Invisible Wind of Change
‘The wind is invisible but we can see which way the trees lean’.
– Ian Hamilton Finlay, from Proverbs for Jacobins
Amidst all the gloom, relentless negativity, media bias and dark winter onset, here’s some different voices. The Scotland’s History series has been a huge success and it’s interesting to see what re-learning your mislaid history results in.
Elswehere, a Press & Journal poll of almost 1,000 people were asked if Scotland should become an independent state, with 31% agreeing, 46% disagreeing and 23% saying that they didn’t know. The poll, which was conducted between November 25 and December 2 by TNS/BRNB, formerly System 3, for a national newspaper, suggests a ten % drop in the number of people who are opposed to independence. The Scottish National Party had called the results of the latest poll “enormously encouraging”.

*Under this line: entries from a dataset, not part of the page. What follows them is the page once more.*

PR #745, opened 2022-12-02
[FIX] udes_stock_refactoring: Refactor partial moves correctly.

kdwyer:
story/2918

### DIFF
--- a/addons/udes_stock_cron/models/stock_picking.py
+++ b/addons/udes_stock_cron/models/stock_picking.py
@@ -95,8 +95,8 @@ class StockPicking(models.Model):
         """
         # Assign at the move level disabling refactoring
         moves = self.move_lines
-        moves._action_assign()
-        return moves.picking_id
+        assigned_moves = moves._action_assign()
+        return assigned_moves.mapped("picking_id")
 
     def reserve_stock(self):
         """
--- a/addons/udes_stock_refactoring/models/stock_move.py
+++ b/addons/udes_stock_refactoring/models/stock_move.py
@@ -258,7 +258,7 @@ class StockMove(models.Model):
                 group_pickings |= move.picking_id
                 move_lines = ml_group.filtered(lambda l: l.move_id == move)
 
-                if move_lines != move.move_line_ids:
+                if move_lines != move.move_line_ids or move.state == "partially_available":
                     # The move is not entirely contained by the move lines
                     # for this grouping. Need to split the move.
                     group_moves |= move.split_out_move_lines(move_lines)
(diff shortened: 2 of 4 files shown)


addons/udes_stock_refactoring/tests/test_refactoring.py
```diff
@@ -508,6 +508,29 @@ def test_2_pallets_over_backorder_preserves_package_levels_in_picking_chain(self
             picking._action_done()
             self._assert_package_levels(goods_out_pickings)
 
+    def test_refactors_partially_unavailable_stock_into_new_move(self):
+        """The system should split moves into available and unavailable."""
+        products_info = [
+            {"product": self.apple, "uom_qty": 15},
+        ]
+        moves = self.create_move(self.picking, products_info)
+        original_move = moves.filtered(lambda m: m.product_id == self.apple)
```
armandcela, line 517: Nit: I believe dont need original_move by filtering moves with product apple.
From what i see moves = original_move so in the asserts below can use directly moves and refactored moves.

armandcela (approved):

jrbirch99 (approved):

addons/udes_stock_refactoring/tests/test_refactoring.py
kdwyer: Good point - changed, please review.

addons/udes_stock_cron/models/stock_picking.py
```diff
@@ -95,8 +95,8 @@ def _reserve_stock_assign(self):
         """
         # Assign at the move level disabling refactoring
         moves = self.move_lines
-        moves._action_assign()
-        return moves.picking_id
+        refactored_moves = moves._action_assign()
```
ws-mps, line 98: I wouldn't call this one refactored, since there could be other code in the future that splits/changes/returns different recordset of moves.

addons/udes_stock_refactoring/models/stock_move.py
```diff
@@ -151,13 +151,11 @@ def _action_confirm(self, *args, **kwargs):
...
         """
         Extend _action_assign to trigger refactor action.
-        n.b. _action_assign does not return anything in core Odoo, so we
-        don't return any extra moves that may have been created
-        by refactoring.
         """
         res = super(StockMove, self)._action_assign()
 
-        self._action_refactor(stage="assign")
+        refactored_moves = self._action_refactor(stage="assign")
```
ws-mps, line 157: Shouldn't this be `refactored_moves = res._action_refactor(stage="assign")` ?

kdwyer: Fixed in https://github.com/unipartdigital/udes-open/pull/745/commits/ff1084d3a25aaa287caf20b0ef2590fbff124df4

ws-mps (approved):

PR #749, opened 2022-12-20
[ADD] udes_stock: Adding a config for current quantity on wharehouse

armandcela:
Story: 3515

### DIFF
--- a/addons/udes_stock/models/stock_warehouse.py
+++ b/addons/udes_stock/models/stock_warehouse.py
@@ -129,6 +129,12 @@ class StockWarehouse(models.Model):
         default=False,
         help="Logs details when picking is added to batch picking",
     )
+    u_show_current_quantity = fields.Boolean(
+        string="Show Current Quantity",
+        default=False,
+        help="Show current quantity on old mobile look up. "
+             "If this is set True the field to compute current quantity on stock should be added",
+    )
 
     @lazy_property
     def reserved_package_name(self):
@@ -191,6 +197,7 @@ class StockWarehouse(models.Model):
             "u_stock_investigation_picking_type": self.u_stock_investigation_picking_type.id,
             "u_show_rpc_timing": self.u_show_rpc_timing,
             "u_allow_create_picking_reserved_package": self.u_allow_create_picking_reserved_package,
+            "u_show_current_quantity": self.u_show_current_quantity,
         }
 
     def get_info(self):


kdwyer (approved):

jrbirch99:
Q: why do we set this attribute at the warehouse level instead of the location level? It feels like (from reading the story) that it should be configurable per location

jrbirch99:
Q: Should this be in the hds repo? On the story they seem to only want this functionality for hds :slightly_smiling_face:

armandcela:
> Q: why do we set this attribute at the warehouse level instead of the location level? It feels like (from reading the story) that it should be configurable per location not just per warehouse

I think reasons are as below:
1. In story doesnt say that some location should have and some not to set it per location.
2. In story says needed only for HDS, thats why need smth to distinguish per client level , which warehouse distinguishes 
3. We may even scan package on lookup which shows products with quantities and we need to show current quantity in that case too.
4. Setting per location means that on every location need to set True or False which doesnt make sense i think

jrbirch99:
> > Q: why do we set this attribute at the warehouse level instead of the location level? It feels like (from reading the story) that it should be configurable per location not just per warehouse
> 
> I think reasons are as below:
> 
>     1. In story doesnt say that some location should have and some not, to set it per location.
> 
>     2. In story says needed only for the customer, thats why need smth to distinguish per client level , which warehouse distinguishes
> 
>     3. We may even scan package on lookup which shows products with quantities and we need to show current quantity in that case too.
> 
>     4. Setting per location means that on every location need to set True or False which doesnt make sense i think

For point 4. You could have it so that if it was set to `True` only a parent location it propagated it to its child locations, which would mean for 2. we could just set it in data on say the "stock" location for HDS. But I think it is fine, as the flag is only used for showing things in the frontend, and we do that per picking type anyway which implies some filtering by location :slightly_smiling_face:

adamrpatrick:
Typo: "Warehouse" instead of "Wharehouse"

addons/udes_stock/views/stock_warehouse.xml
```diff
@@ -54,6 +54,7 @@
                             <field name="u_inventory_adjust_reserved" />
                             <field name="u_allow_create_picking_reserved_package" />
                             <field name="u_log_batch_picking" />
+                            <field name="u_show_current_quantity" />
```
adamrpatrick, line 57: Let's move this into the customer module.

jrbirch99 (approved):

SNP depute leader and Deputy First Minister Nicola Sturgeon said: “When this question was first asked in August 2007, there was a majority opposed to independence but this is no longer the case, and we are entirely confident that we can bridge the remaining gap in a successful independence referendum campaign. Read more here.
It’s certainly true that the SNP need to create a bolder clearer case for change, but the one-sided vision of a collapse in support for independence is a wishful falacy. The media is not a reality.
David Daiches: “It is the picture of Scotland as we should like to see it that lies in the imagination of those who live here that alone can be decisive in shaping the country’s future. In the last resort a country’s destiny depends on the imagination of those who live in it.”